- McIntosh, New Mexico
- Coordinates: 34°51′53″N 106°03′26″W﻿ / ﻿34.86472°N 106.05722°W
- Country: United States
- State: New Mexico
- County: Torrance

Area
- • Total: 23.29 sq mi (60.32 km^{2})
- • Land: 23.29 sq mi (60.32 km^{2})
- • Water: 0 sq mi (0.00 km^{2})
- Elevation: 6,162 ft (1,878 m)

Population (2020)
- • Total: 1,395
- • Density: 59.9/sq mi (23.13/km^{2})
- Time zone: UTC-7 (Mountain (MST))
- • Summer (DST): UTC-6 (MDT)
- ZIP code: 87032
- Area code: 505
- GNIS feature ID: 2629118

= McIntosh, New Mexico =

McIntosh is a census-designated place in Torrance County, New Mexico, United States.
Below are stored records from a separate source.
PR #1551, opened 2018-03-02
Add support for former editors

### LINKED ISSUE #1097: Add support for former editors
A bit superfluous, but in some cases the editor section can be a bit of a mess. For example, here is the APG’s editor listing:

List of 7 APG editors including 3 previous editors. It shows editor’s name, company, and e-mail

ARIA’s editor listing is a bit better, but that’s mainly because their company names are shorter.

List of 4 ARIA editors. It shows editor’s name, company, and e-mail.

To compare that with the cleaner look of the HTML spec editor listing:

Separate lists for 5 current HTML editors and 3 former HTML editors. It lists their name (which is linked to either their email or website) and their company name between brackets.

Thoughts about moving towards the HTML look?

sidvishnoi:
Make editor section cleaner. Fixes #1097

I've made a new `conf` attribute called `formerEditors`. It is same as `editors`, but shown in different section.
Alternative: add an optional attribute (like `isFormer: bool` to `People`) and filter based on it (but I think adding a separate variable for former editors is better, keeps things at one place)

TODO: i10n


marcoscaceres:
I think we should go with `formerEditors`. I’ll try to review soon.

saschanaz:
Side note: You may want to add "Fixes #1097" on the PR description instead of title, as it enables automatic linking and issue closing.

src/w3c/headers.js
```diff
@@ -377,10 +378,14 @@ export function run(conf, doc, cb) {
...
     conf.editors.forEach(peopCheck);
   }
+  if (conf.formerEditors) {
+    conf.formerEditors.forEach(peopCheck);
+  }
   if (conf.authors) {
     conf.authors.forEach(peopCheck);
   }
   conf.multipleEditors = conf.editors && conf.editors.length > 1;
+  conf.multipleFormerEditors = conf.formerEditors && conf.formerEditors.length > 1;
```
marcoscaceres: Maybe: 
```JS
conf.multipleFormerEditors = Array.isArray(conf.formerEditors) && conf.formerEditors.length;
```

src/w3c/templates/cgbg-headers.js
```diff
@@ -49,6 +49,10 @@ export default conf => {
     ` : ""}
     <dt>${conf.multipleEditors ? html`${conf.l10n.editors}` : html`${conf.l10n.editor}`}</dt>
     ${showPeople(conf, "Editor", conf.editors)}
+    ${conf.formerEditors ? html`
+      <dt>${conf.multipleFormerEditors ? html`${conf.l10n.former_editors}` : html`${conf.l10n.former_editor}`}</dt>
```
marcoscaceres: nit:
```HTML
<dt>${conf.multipleFormerEditors ? conf.l10n.former_editors : conf.l10n.former_editor}</dt>
```
These are always a string, not HTML.

src/w3c/templates/headers.js
```diff
@@ -56,6 +56,10 @@ export default conf => {
     ` : ""}
     <dt>${conf.multipleEditors ? html`${conf.l10n.editors}` : html`${conf.l10n.editor}`}</dt>
     ${showPeople(conf, "Editor", conf.editors)}
+    ${conf.formerEditors ? html`
+      <dt>${conf.multipleFormerEditors ? html`${conf.l10n.former_editors}` : html`${conf.l10n.former_editor}`}</dt>
```
marcoscaceres: As above.

src/w3c/templates/show-people.js
```diff
@@ -12,23 +12,22 @@ export default (conf, name, items = []) => {
...
     } else {
       contents.push(html`<span class='p-name fn'>${p.name}</span>`);
     }
     if (p.company) {
       if (p.companyURL) {
-        contents.push(html`, <a class='p-org org h-org h-card' href='${p.companyURL}'>${p.company}</a>`);
+        contents.push(html` (<a class='p-org org h-org h-card' href='${p.companyURL}'>${p.company}</a>)`);
       } else {
-        contents.push(document.createTextNode(`, ${p.company}`));
+        contents.push(document.createTextNode(` (${p.company})`));
```
marcoscaceres: Would "html` (${p.company})`" not do the same thing (i.e. create the text node)?

src/w3c/templates/cgbg-headers.js
sidvishnoi: did that based on code above (like for `multipleEditors`). will fix them also.

sidvishnoi:
I've made the fixes as you've mentioned

The tests I've added are primarily based on tests of "editors"

tests/spec/w3c/headers-spec.js
```diff
@@ -179,6 +179,88 @@ describe("W3C — Headers", function() {
...
+          companyURL: "http://COMPANY",
+          mailto: "EMAIL",
+          w3cid: "1234",
+        }],
+      };
+      Object.assign(ops.config, newProps);
+      const doc = await makeRSDoc(ops);
+
+      expect($("dt:contains('Former Editors:')", doc).length).toEqual(0);
+
```
marcoscaceres: Sorry 😐 we are trying not to use jQuery in the project any more. Could you change these to just use querySelectorAll().

sidvishnoi: Oh. I thought we could use jQuery in tests.
No problem. I'll update this.

marcoscaceres: It actually turns out to be bad in tests too, as it adds a layer of indirection that makes things harder to debug when things go wrong.

sidvishnoi: I'm thinking of adding these helper functions to `specHelper.js`: https://gist.github.com/sidvishnoi/2614f24af7d11051451a6a244bcecefb

Please do comment on that.

marcoscaceres: Sorry, I’m not clear which helper functions you mean. Could you clarify?

sidvishnoi: As javascript doesn't have one-liners for selectors like `dt:contains(someText)` and `el.next("dd")`, I'm writing the helper functions

For example, `selectorContains(selector, text, context = document)` equivalent to jQuery's `:contains` selector

I've added them in gist above.

Unless we plan to use some other selector library like Sizzle or create all the helper functions as we need them.

marcoscaceres: I could be convinced, but I’ve personally not found a need for them.

sidvishnoi: Can you suggest alternative to the following? 
``` js
expect($("dt:contains('Former Editors:')", doc).length).toEqual(0);
```

marcoscaceres: So, a proposal elsewhere was to bring in Sizzle as a starting point. I’d be open to that - but would only want us to use it on the rare case the web platform can’t do something (e.g. “contains”)

sidvishnoi: In the test files, I've seen a huge usage of `:contains` and `el.next(tagname)`. Most of selectors are supported with `querySelector[All]`. 

So what do you suggest for the test cases for this module? Should I continue to use jQuery like selectors until we finalise on this? Or create helpers?

sidvishnoi: I will create a list of helper functions we may need that can help in making a decision whether to use some library like Sizzle or create our own (if a few).

marcoscaceres: Sounds great!

marcoscaceres: About suggestion from above:

const eds= [...doc.querySelectorAll(“dt”)].find({textContent}) => textContent.trim() === “Former Editors:”);

Or some variation of the above.

sidvishnoi: gets a little verbose and repetitive though

marcoscaceres: Yes, sometimes it definitely does. For the tests at least, the most important thing is limiting indirection (even at the cost of some repetition). But we make exceptions, like the makeRSDoc() function.

marcoscaceres:
@sidvishnoi, I had misunderstood what you mean by repetition with the lookup. I think it's totally fine to make helper functions in the tests, so long as they are super light weight. I've added a generic content lookup there for now. I also cleaned up a few things. Please take a look!

sidvishnoi:
This looks a lot better! Thank you!

Just one question. Instead of doing `[...dtElems]` multiple times, wouldn't it be better to do `const dtElems = [... doc.querySelectorAll("dt")];` once?

marcoscaceres:
Absolutely, do it! 👌

sidvishnoi:
> document this in the wiki

on it :smile:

As of the 2020 census, McIntosh had a population of 1,395. McIntosh has a post office with ZIP code 87032, which opened on August 28, 1906. New Mexico State Road 41 passes through the community.
==Demographics==

Historical population
| Census | Pop. | Note | %± |
| 2020 | 1,395 |  | — |
U.S. Decennial Census

==Education==
A portion is in the Moriarty-Edgewood School District while the other is in Estancia Municipal Schools.